Supervisor: Dr Matthias Landgraf

Project summary:

Glia are more numerous than nerve cells in our brains, yet their contributions to network development and function remain far from understood. Working with the Drosophila larva as an experimental model, we are studying the requirement of subsets of glia in mediating structural plasticity of dendrites and neuromuscular junctions during development. Furthermore we are exploring how these glial are recruited to facilitate neuronal plasticity and repair following injury.
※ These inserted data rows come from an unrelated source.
Issue #1942, opened 2024-07-11
Track operational start date in "Add Facility" form


andrea-williams:
#### Describe the task

We need a dynamic label in the "Add Facility" form for "Did this facility begin operations in [preceding year] or [current year]?"

#### Acceptance Criteria

- [x] form label changes dynamically based on calendar year
Example test cases:
- [x] if the current date is Dec 31, 2024, the label says "Did this facility begin operations in 2023 or 2024?"
- [x] if the current date is Jan 1, 2025, the label says "Did this facility begin operations in 2024 or 2025?"

- [x] update `Facility` data model with nullable date field that stores the facility's starting date (when it became operational)
- [x] the datepicker widget only appears for users when they answer "yes" to the question "Did this facility begin operations in blah or blah+1?"
- [x] the selected date is stored in the facility's `starting_date` column of the DB table

#### Additional context

- See wireframe: https://www.figma.com/design/LsDmLDCdnJqI8UahyqvOD8/BCIERS-Designs?node-id=8638-2373&m=dev&t=7nNP6lo0jEvuKl5l-1
- and see comment: https://www.figma.com/design/LsDmLDCdnJqI8UahyqvOD8?node-id=8638-2373#868163190

PR #2013, opened 2024-07-25
1942 start date facility

gdalcengio:
#1942

- feat: Add conditional starting_date field in db and Add Facility form
- style: Reformat from pre commit
- test: Update tests for SFO to include starting date
- chore: [rebase] Display starting date on facility edit page and edit migrations
- test: add test for SFO readonly form
- chore: [rebase] Add starting_date and tests for LFO forms
- chore: Add validation for min/max date for dateWidget + regexp for the related textbox's year field
- chore: Reconcile migrations after rebase


gdalcengio:
note: Couldn't find a way to validate the manual entry of text in the dateWidget, but it restricts based on year and with the actual clicking of the dateWidget the range is correct.

marcellmueller (commented):
Nice work, this is working well! I believe this is the first feature using the date picker widget so looks like you needed to figure out a few things. I think we need a new `format` for dates, as the `lfo` form has this misleading error when a date is typed incorrectly:

Screenshot 2024-07-29 at 10 44 16 AM

Also this isn't directly tied to this PR but I'm not sure why the `Add facility` button isn't doing anything and assume you developed this by just going to the facility form in the url or using the placeholder button. Can we make that work? It took me a bit to figure out how to create a new facility since I've been away from the forms, can we remove this:

Screenshot 2024-07-29 at 10 42 11 AM
&nbsp;
I think we will need to add `operationTitle` query param to the `Add facility` button to make the breadcrumbs work correctly.




`http://localhost:3000/administration/operations/002d5a9e-32a6-4191-938c-2c02bfec592d/facilities/new?operationsTitle=Operation+2`



Screenshot 2024-07-29 at 10 42 22 AM

Anyways this is looking good other than that, let me know if creating a data format is difficult!

gdalcengio:
> Nice work, this is working well! I believe this is the first feature using the date picker widget so looks like you needed to figure out a few things. I think we need a new `format` for dates, as the `lfo` form has this misleading error when a date is typed incorrectly:
> 
> Screenshot 2024-07-29 at 10 44 16 AM
> Also this isn't directly tied to this PR but I'm not sure why the `Add facility` button isn't doing anything and assume you developed this by just going to the facility form in the url or using the placeholder button. Can we make that work? It took me a bit to figure out how to create a new facility since I've been away from the forms, can we remove this:
> 
> Screenshot 2024-07-29 at 10 42 11 AM
> I think we will need to add `operationTitle` query param to the `Add facility` button to make the breadcrumbs work correctly.
> 
> `http://localhost:3000/administration/operations/002d5a9e-32a6-4191-938c-2c02bfec592d/facilities/new?operationsTitle=Operation+2`
> 
> Screenshot 2024-07-29 at 10 42 22 AM
> Anyways this is looking good other than that, let me know if creating a date format is difficult!

Yeah the add facility button wasn't me and it wasn't working after a rebase. It seems to be working with the rebase I'm working on fixing now.

gdalcengio:
Concerns have been fixed and updated

bciers/libs/components/src/form/FormBase.tsx
```diff
@@ -22,6 +27,10 @@ export const customFormatsErrorMessages = {
   phone: "Format should be ### ### ####",
   email: "Please enter a valid email address, e.g. mail@example.com",
   uri: "Please enter a valid website link, e.g. http://www.website.com, https://www.website.com",
+  starting_date_format: "Starting Date format should be YYYY-MM-DD",
```
marcellmueller, line 30: Recommend making this just a generic `date_format` so it can be used for any fields that use the date picker.
```suggestion
  date_format: "Date format should be YYYY-MM-DD",
```

marcellmueller (approved):
Nice work man thanks for doing that, I know it was difficult. Also thanks for showing me that `allOf` works for two formats.

Just one minor suggestion but this is good to go! 🥇

bciers/libs/components/src/form/FormBase.tsx
gdalcengio: Edited!

Issue #1367, opened 2024-04-10
Admin\Operator - External user can view "My Operator"


zoeyli-46:
#### Description:
As an External User, given that I have registered in BCIERS, I can view and update my existing operator information, and fill in any new operator information fields asked in registration part 2
[Figma link](https://www.figma.com/file/LsDmLDCdnJqI8UahyqvOD8/OBPS-App-Designs?type=design&node-id=8638-2726&mode=design&t=KFDAnKMzwJ3b1l14-4)

#### Acceptance Criteria:

Given I am an authenticated user with the `industry-user` or `industry-user-admin` role,
When I click on the My operator tile,
Then I am brought to my operator page
[Operator page](https://www.figma.com/file/LsDmLDCdnJqI8UahyqvOD8/OBPS-App-Designs?type=design&node-id=7763-4336&mode=design&t=KFDAnKMzwJ3b1l14-4) 

Given that I am on my operator page,
When I click edit
Then it turns into editing mode 
[Figma link](https://www.figma.com/file/LsDmLDCdnJqI8UahyqvOD8/OBPS-App-Designs?type=design&node-id=8638-2726&mode=design&t=KFDAnKMzwJ3b1l14-4)

Given that I am on the Operator Information form,
When I select General Partnership or Limited Liability Partnership 
Then the fields for a Partner appear 

Given that I am on the Operator Information form,
When I select “yes” to “Does the operator have one or more parent companies?” 
Then the fields for a parent company appear

Given that I am on the Operator Information form,
When I select “yes” to “Is the parent company registered in Canada?” 
Then I see the field “Parent Company 
CRA Business Number:” 

Given that I am on the Operator Information form,
When I select “no” to “Is the parent company registered in Canada?” 
Then I see the field “Parent Company 
Tax ID Number:” 

Edit-mode of operator information
https://www.figma.com/design/LsDmLDCdnJqI8UahyqvOD8/BCIERS-Designs?node-id=8638-2726&t=oDdZLbbRzQ0FvNal-4

#### Development Checklist:

Updates to `Parent Operator` data model:
- [ ] make `cra_business_number` field nullable
- [ ] add field `tax_id_number` (nullable, varchar)

Create new data model `Partner Company` with fields:
- [ ] `partner_legal_name` (varchar, required)
- [ ] `partner_trade_name` (varchar, nullable)
- [ ] `partner_business_structure` (FK to Business Structures table, required)
- [ ] `partner_cra_business_number` (required)
[...]

PR #2015, opened 2024-07-26
1367 operator form

BCerki:
tweaks to card: #1367 

This PR includes:
- better handling of parent and partner operators (when they're adding during editing, the form opens up with correct default values)
- jsonSchema updates (required and default values)
- better error messaging
- cancel button link
- tests


bc_obps/registration/api/v2/_user_operators/_current/operator.py
```diff
@@ -25,6 +25,7 @@
     tags=V2,
     description="""Retrieves data about the current user-operator and their associated operator.
     Declined user-operators are excluded from the results.""",
+    exclude_none=True,  # To exclude None values from the response (used for parent and partner arrays)
```
marcellmueller, line 28: Oh cool, I just learned that this is a Django feature. Is this to stop null values from causing erroneous validation errors?

bciers/libs/utils/customTransformErrors.ts
```diff
@@ -6,6 +6,9 @@ const customTransformErrors = (
 ) => {
   return errors.map((error) => {
     if (error?.property) {
+      if (error.message === "must be equal to constant") {
+        error.message = undefined; // this is to handle errors generated by dependencies
+      }
```
marcellmueller, line 11: What was causing this? Why are we setting the message to `undefined`, is this just a workaround to stop an erroneous validation error?

marcellmueller (approved):
I've been out of the loop and haven't seen this form! Looks good, I like the snack bar. No nits, just a couple of questions I had! 

🥇

bc_obps/registration/api/v2/_user_operators/_current/operator.py
BCerki: Yes, to avoid validation and display errors. If there's a None value, then the FE receives whatever default value we set in the ninja schema for the field. So we get stuff like parent_operators_array = []/None, which overrides our default jsonSchema values.

bciers/libs/utils/customTransformErrors.ts
BCerki: Without this, if you click "yes" to parent operators and then hit submit without filling out all the required parent operator fields, then we get "must be a constant" validation error on the yes/no field even though it's filled. I think this is because we're using "oneOf" , so it flags the whole subschema as problematic if any one piece is missing. Same thing happens with the partner operators

marcellmueller: Makes sense, thanks for filling me in!

PR #2029, opened 2024-07-30
Show report due date on reporting dashboard

BallardRobinett:
Card: https://github.com/bcgov/cas-reporting/issues/193

Adding the due date for the current reporting period to the reporting dashboard.

Changes:
- updated reporting_year model, reflected in new migration file
- added /reporting-due-date API route
- updated fixture data
- updated erd diagram
- added due date to dashboard page

To Test:
- in ```/bc_obps``` run ```make reset_db``` and ```make run``` to make sure changes are in db
- run frontend locally from ```/bciers``` with ```yarn dev-all```
- log in with BCeID to ```bc-cas-dev``` and navigate to ```/reporting/operations``` in the address bar
- You should see Reports due May 31, 2025 in the upper right side of the screen


bciers/apps/reporting/src/app/components/routes/operations/Page.tsx
```diff
@@ -1,17 +1,24 @@
...
 import { OperationsSearchParams } from "../../operations/types";
+import { getReportingDueDate } from "@reporting/src/app/utils/getReportingDueDate";
 
 export default async function OperationsPage({
   searchParams,
 }: {
   searchParams: OperationsSearchParams;
 }) {
+  const reportingDueDate = await getReportingDueDate();
   const reportingYear = await getReportingYear();
```
pbastia, line 12: Once we've grouped these into a single API call and endpoint, it'll be much more efficient to fetch the data in one go here

bc_obps/reporting/api/reports.py
```diff
@@ -63,3 +63,16 @@ def save_report(
...
+    "/reporting-due-date",
+    response={200: str, custom_codes_4xx: Message},
+    tags=EMISSIONS_REPORT_TAGS,
+    description="""Returns the due date for the current reporting year as `[Month] [Day], [Year]`.""",
+)
+@handle_http_errors()
+def get_reporting_due_date(request: HttpRequest) -> Tuple[Literal[200], str]:
+    due_date = ReportingYearService.get_current_reporting_year().report_due_date
+    formatted_due_date = due_date.strftime("%B %d, %Y")
+    return 200, str(formatted_due_date)
```
pbastia, line 78: A few things:
- Let's group those 2 API calls into 1 that returns JSON data on GET `/reporting-year`
- We can put this in a new file `bc_obps/reporting/api/reporting_year.py`
- We can return an ISO string for date objects (this is the default behaviour I believe)
- We can use django-ninja schemas to select and return the properties we need from the ReportingYear object
- Tests!

bc_obps/reporting/models/reporting_year.py
```diff
@@ -14,6 +14,9 @@ class ReportingYear(BaseModel):
     reporting_window_end = models.DateTimeField(
         blank=False, null=False, db_comment="End of the reporting period for that reporting year, UTC-based"
     )
+    report_due_date = models.DateTimeField(
+        blank=False, null=False, db_comment="Due date for the annual report this year's reporting cycle, UTC-based"
+    )
```
pbastia, line 19: We'll need to amend the model test for this extra field

pbastia (dismissed):
Nice! There's some optimization we can do on the API side to avoid duplicating endpoints and necessary calls to fetch the data. And don't forget the tests!

bciers/apps/reporting/src/app/components/datagrid/models/operationColumns.tsx
```diff
@@ -92,8 +92,11 @@ const ActionCell = (params: GridRenderCellParams) => {
     <Button
       color="primary"
       onClick={async () => {
-        const reportingYear = await getReportingYear();
-        const newReportId = await handleStartReport(OperationId, reportingYear);
+        const reportingYearObj = await getReportingYear();
+        const newReportId = await handleStartReport(
+          OperationId,
+          reportingYearObj.reporting_year,
+        );
```
pbastia, line 99: We can leave that as a tech debt item:
2 API calls in a row to execute logic on the client side is a bit of a code smell
- Either the reporting year is pulled from the page (The operations page already fetches it for its display, we can grab that value from there),
- Or the "start report" API call grabs the current reporting year in its own server implementation

bciers/apps/reporting/src/app/utils/getReportingDueDate.ts
```diff
@@ -0,0 +1,10 @@
+import { actionHandler } from "@bciers/actions";
+
+export const getReportingDueDate = async (): Promise<string> => {
+  const reportingDueDate = await actionHandler(
+    "reporting/reporting-due-date",
+    "GET",
+  );
+
+  return reportingDueDate;
+};
```
pbastia, line 10: This API endpoint ndoesn't exist anymore, we can delete this file

pbastia (approved):
Nice work 🥇 ! Just a couple of comments. If you want to fix the tech debt right away go ahead, otherwise just write a small card and we'll schedule it!

Issue #353, opened 2023-11-29
Change `UserOperator` data model id to UUID


Sepehr-Sobhani:
###Description of the Tech Debt###

In the route specified below, the `user_operator_id` created is returned to the front-end for use as a query parameter. However, exposing sensitive data in query parameters is not considered a secure practice. Therefore, it is advisable to enhance security by altering the ID of the `UserOperator` data model to a UUID format. This modification helps prevent potential security vulnerabilities or attacks.

`@router.post("/user-operator/operator", response={200: RequestAccessOut, codes_4xx: Message})`

###Tech Debt Triage#
The purpose of our technical debt triage process is to analyze technical debt to determine risk level of the technical debt and the value in tackling that technical debt.

Risk Value Scoring:

| Level  | Value |
| ------ | ----- |
| High   | 3     |
| Medium | 2     |
| Low    | 1     |

| Technical Debt - Risk Types                                                                                                   | Level | Value |
| ----------------------------------------------------------------------------------------------------------------------------- | ----- | ----- |
| Business Area Risk - Risk of business area visibility / damage to user experience                                             |       |     1  |
| Developer Fault Risk - How likely will this tech debt cause a future error related to coding on top of it                     |       |       1|
| System Fault Risk - Risk of system errors or application downtime                                                             |       |    1   |
| Time Scale Risk - Compound risk effect if left alone. How much more difficult to fix or dangerous will this become over time? |       |   1    |
| Time Sink Risk - How much will this tech debt slow the development process down                                               |       |    1   |
| TOTAL SCORE:                                                                                                                  |       |   5    |

Sepehr-Sobhani:
Addressed in: https://github.com/bcgov/cas-registration/pull/939

PR #2371, opened 2024-10-15
353 methodology fields not flat with emission

acatchpole:
Card = reporting [#353](https://github.com/bcgov/cas-reporting/issues/353)

 - Updated form_builder_service to have methodology field/data nested inside its own object
 - Updated carbonates_use.json : removed methodology fields from the schema as it is getting added by the form builder
 - Updated activity uiSchemas to account for the new schema structure. Also addressed errors that were showing from some fuelTypes fields not matching between schema and uiSchema.

### Testing
To test locally: Go to -> http://localhost:3000/reporting/reports/6/facilities/f486f2fb-62ed-438d-bb3e-0819b51e3aff/review and make sure that the relevant existing activities are selected:
 - ALL activities dealing with ```General stationary combustion```
 - ```Fuel combustion by mobile equipment```
 - ```Carbonate use```
 - ```Hydrogen production```
 - ```Pulp and paper production```
 - ```Refinery fuel gas combustion```

Click ```Save & Continue```

For each of the activities, see that:
 - the form renders as expected. 
 - dependant fields appear as expected
 - there are no errors related to uischema
 - if you put some mock data in and submit, all methodology-related fields will be nested inside a methodology object.

### DIFF
--- a/bc_obps/reporting/json_schemas/2024/carbonates_use/carbonates_use.json
+++ b/bc_obps/reporting/json_schemas/2024/carbonates_use/carbonates_use.json
@@ -9,16 +9,6 @@
         "title": "Carbonate data",
         "type": "object",
         "properties": {
-          "methodology": {
-            "title": "Methodology",
-            "type": "string",
-            "enum": [
-              "Calcination Fraction",
-              "Mass of Output Carbonates",
-              "Alternative Parameter Methodology",
-              "Replacement Methodology"
-            ]
-          },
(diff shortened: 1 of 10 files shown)


dleard (approved):
Really great work! Exactly what was needed. :100: 
@pbastia Once this has been merged we can update the save service to properly send the methodology data to the report_methodology table. I've added a card to our backlog for this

We have identified reactive oxygen species (ROS) as a novel signal for neuron-glia communication, and determined that different ROS generators are active in distinct cell populations and subcellular localisations. We have developed an experimental paradigm for inducing neurodegeneration and identified suppressors of degeneration in a genetic screen.

Now we need to ask: How are ROS generators regulated with subcellular specificity? And how are ROS signals transmitted between cells? What are the molecular mechanisms by which neuron-glia interactions mediate changes in synaptic terminals during development and repair? 

What the student will be doing:

In this project you will use state of the art genetic expression systems, live imaging and electrophysiology to characterise events at the neuron-glia interphase during development and following excitotoxic insults/injury. Biochemical screens have been designed to identify putative regulators of the ROS generating enzymes. We resolve synaptic sites using super-resolution imaging methods, such as expansion and STED microscopy.


1.     Oswald MCW, Brooks PS, Zwart MF, Mukherjee A, West RJH, Giachello, CNG, Morarach K, Baines RA, Sweeney ST and Landgraf M. (2018). Reactive Oxygen Species Regulate Activity-Dependent Neuronal Structural Plasticity.  eLife, 7.

2.     Peco, E., Davla, S., Camp, D., Stacey, S., Landgraf, M., & van Meyel, D. (2016). Drosophila astrocytes cover specific territories of CNS neuropil and are instructed to differentiate by Prospero, a key effector of Notch. Development (Cambridge, England).

3.     Stogsdill, J. A., & Eroglu, C. (2017). The interplay between neurons and glia in synapse development and plasticity. Current Opinion in Neurobiology, 42, 1–8.

4.    Couton L., Mauss A.S., Yunusov T., Diegelmann S., Evers JF., Landgraf M. Development of connectivity in a motoneuronal network in Drosophila larvae. Curr Biol. 25:568-76 (2015).  doi: 10.1016/j.cub.2014.12.056.

5.         Oswald, M. C. W., Garnham, N., Sweeney, S. T., & Landgraf, M. (2018). Regulation of neuronal development and function by ROS. FEBS Letters.